TRATAR A DOR É A "PRIMEIRA FUNÇÃO" DA EQUIPE DE SAÚDE
O diretor da Unidade de Dor dos Hospitais HM e coordenador do guia, Dr. Juan Perez Cajaraville, expressou que tratar a dor é a "primeira função" do pessoal de saúde e que é "essencial" evitar que ela se torne crônica, o que pode piorar a qualidade de vida das pessoas.
"O único objetivo deste guia é (...) facilitar o tratamento precoce, imediato e eficaz da dor aguda, a fim de evitar maiores problemas fisiológicos e psicológicos. Se você não trata a dor, no final ela tem muitas consequências, consequências físicas e psicológicas", acrescentou.
Assim, o documento fornece diretrizes específicas para esses níveis de atendimento. No Departamento de Emergência, ele enfatiza a importância de medir a dor na área de triagem, ressaltando que a dor intensa deve ser tratada em menos de dez minutos; enquanto na Atenção Primária, foram incluídos os aspectos fundamentais a serem observados para o encaminhamento aos Departamentos de Emergência ou Unidades de Dor dos hospitais.
"Esse guia nos ajudará a evitar a cronificação da dor, a facilitar a recuperação geral do paciente, a reduzir possíveis complicações fisiológicas e também a reduzir a ansiedade, o medo e o estresse que a dor aguda gera, especialmente quando não é tratada precocemente", disse Pérez.
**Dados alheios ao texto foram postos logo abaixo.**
PR #3711, opened 2025-04-23
Allow increasing PVC size to the minimum supported by its storage class

arnongilboa:
Supports both `DataVolume` PVC rendering and PVC mutating webhook rendering, so it can cover the kubevirt-side created `TPM` small PVC and any other PVC created by `DataVolume` or independently. For independent PVCs they should be labeled with `cdi.kubevirt.io/applyStorageProfile: "true"` and CDI featureGate `WebhookPvcRendering` should be enabled. A `StorageProfile` can be annotated with its minimum supported volume size with e.g.:
`cdi.kubevirt.io/minimumSupportedPvcSize: 4Gi`

Fixes #

**Release note**:
```release-note
Allow increasing PVC size to the minimum supported by its storage class
```

### DIFF
--- a/pkg/controller/datavolume/util.go
+++ b/pkg/controller/datavolume/util.go
@@ -78,7 +78,7 @@ func RenderPvc(ctx context.Context, client client.Client, pvc *v1.PersistentVolu
 	}
 
 	isClone := pvc.Annotations[cc.AnnCloneType] != ""
-	return renderPvcSpecVolumeSize(client, &pvc.Spec, isClone)
+	return renderPvcSpecVolumeSize(client, &pvc.Spec, isClone, nil)
 }
 
 // renderPvcSpec creates a new PVC Spec based on either the dv.spec.pvc or dv.spec.storage section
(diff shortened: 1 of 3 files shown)


pkg/controller/datavolume/util.go
```diff
@@ -297,6 +300,21 @@ func renderPvcSpecVolumeSize(client client.Client, pvcSpec *v1.PersistentVolumeC
 	if err != nil {
 		return err
 	}
+
+	if scName := pvcSpec.StorageClassName; scName != nil {
+		storageClass := &storagev1.StorageClass{}
+		if err := client.Get(context.TODO(), types.NamespacedName{Name: *scName}, storageClass); err == nil {
+			if val, exists := storageClass.Annotations[AnnMinimumSupportedPVCSize]; exists {
+				minSize, err := resource.ParseQuantity(val)
+				if err == nil && requestedSize.Cmp(minSize) == -1 {
```
alromeros, line 309: I think it would be helpful to log or return an error if parsing the annotation fails, similar to what was done in the [kubevirt PR](https://github.com/kubevirt/kubevirt/pull/13800/files#diff-2013a813861b9274b3272f633523779e9b73b6db8b21ea2806c8de05d847ac26R441). This way users can be notified if the annotation is set incorrectly.

awels (commented):
looks good, just the one comment by Alvaro.

awels (approved):
/approve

O POTENCIAL DA TELEMEDICINA
Quando se trata de estabelecer algumas das formas de agir, o guia também enfatiza o caso da telemedicina por seu "grande potencial", tanto para a consulta entre profissionais quanto para o acompanhamento do paciente.
Também se refere ao tratamento com medicamentos do tipo opioide, drogas de dupla ação, como o tramadol e o tapentadol; e aborda os analgésicos tópicos e a recomendação do uso de anti-inflamatórios não esteroides por sua ação anti-inflamatória, analgésica e antipirética, com destaque para o ibuprofeno.
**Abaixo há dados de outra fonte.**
PR #3723, opened 2025-05-04
Allow more restricted volume plugins in our scc

akalenyu:
Our SCC is a bit tighter when it comes to volume plugins,
even compared to the restricted-v2 consensus SCC.
We should be in the clear to allow exactly the same as it does.

This also prevents CDI from breaking in an event that
something injects csi inline volumes into it's pods.

Fixes #

**Release note**:

```release-note
BugFix: CDI pods rejected due to it's SCC not allowing some consensus volume plugins
```

### DIFF
--- a/pkg/operator/controller/controller_test.go
+++ b/pkg/operator/controller/controller_test.go
@@ -243,15 +243,19 @@ var _ = Describe("Controller", func() {
 				Expect(scc.Labels[common.AppKubernetesPartOfLabel]).To(Equal("testing"))
 				Expect(scc.Priority).To(BeNil())
 
-				for _, eu := range []string{"system:serviceaccount:cdi:cdi-sa"} {
-					found := false
-					for _, au := range scc.Users {
-						if eu == au {
-							found = true
-						}
-					}
-					Expect(found).To(BeTrue())
-				}
+				Expect(scc.Users).To(ContainElement("system:serviceaccount:cdi:cdi-sa"))
+
+				Expect(scc.Volumes).To(ConsistOf(
+					secv1.FSTypeConfigMap,
+					secv1.FSTypeDownwardAPI,
+					secv1.FSTypeEmptyDir,
+					secv1.FSTypePersistentVolumeClaim,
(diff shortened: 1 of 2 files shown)


akalenyu:
restricted-v2 SCC definition:
```yaml
$ oc get scc restricted-v2 -o yaml
allowHostDirVolumePlugin: false
allowHostIPC: false
allowHostNetwork: false
allowHostPID: false
allowHostPorts: false
allowPrivilegeEscalation: false
allowPrivilegedContainer: false
allowedCapabilities:
- NET_BIND_SERVICE
apiVersion: security.openshift.io/v1
defaultAddCapabilities: null
fsGroup:
  type: MustRunAs
groups: []
kind: SecurityContextConstraints
metadata:
  annotations:
    include.release.openshift.io/ibm-cloud-managed: "true"
    include.release.openshift.io/self-managed-high-availability: "true"
    include.release.openshift.io/single-node-developer: "true"
    kubernetes.io/description: restricted-v2 denies access to all host features and
      requires pods to be run with a UID, and SELinux context that are allocated to
      the namespace. This is the most restrictive SCC and it is used by default for
      authenticated users. On top of the legacy 'restricted' SCC, it also requires
      to drop ALL capabilities and does not allow privilege escalation binaries. It
      will also default the seccomp profile to runtime/default if unset, otherwise
      this seccomp profile is required.
  generation: 1
  name: restricted-v2
priority: null
readOnlyRootFilesystem: false
requiredDropCapabilities:
- ALL
runAsUser:
  type: MustRunAsRange
seLinuxContext:
  type: MustRunAs
seccompProfiles:
- runtime/default
supplementalGroups:
  type: RunAsAny
users: []
volumes:
- configMap
- csi
- downwardAPI
- emptyDir
- ephemeral
- persistentVolumeClaim
- projected
- secret
```

akalenyu:
> /lgtm
> 
> @akalenyu can you please add reference to the `restricted-v2 consensus SCC` and to the issue it fixes.

done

O guia também faz parte de uma atividade de treinamento contínuo e credenciado, conforme apontado pela diretora técnica da FFOMC, Elena Fernández Martínez, e que tem como objetivo "informar e treinar".
"Como uma atividade de ensino à distância credenciada, garantimos que o profissional de saúde obtenha créditos que validem e atualizem oficialmente suas competências. O objetivo é facilitar o trabalho diário do profissional, melhorar a continuidade do atendimento e, por fim, o atendimento ao paciente", disse Fernández.
Esse documento também é endossado pela Sociedade Espanhola de Dor (SED), pela Sociedade Espanhola de Medicina de Família e Comunidade (semFyC) e pela Sociedade Espanhola de Medicina de Emergência (SEMES).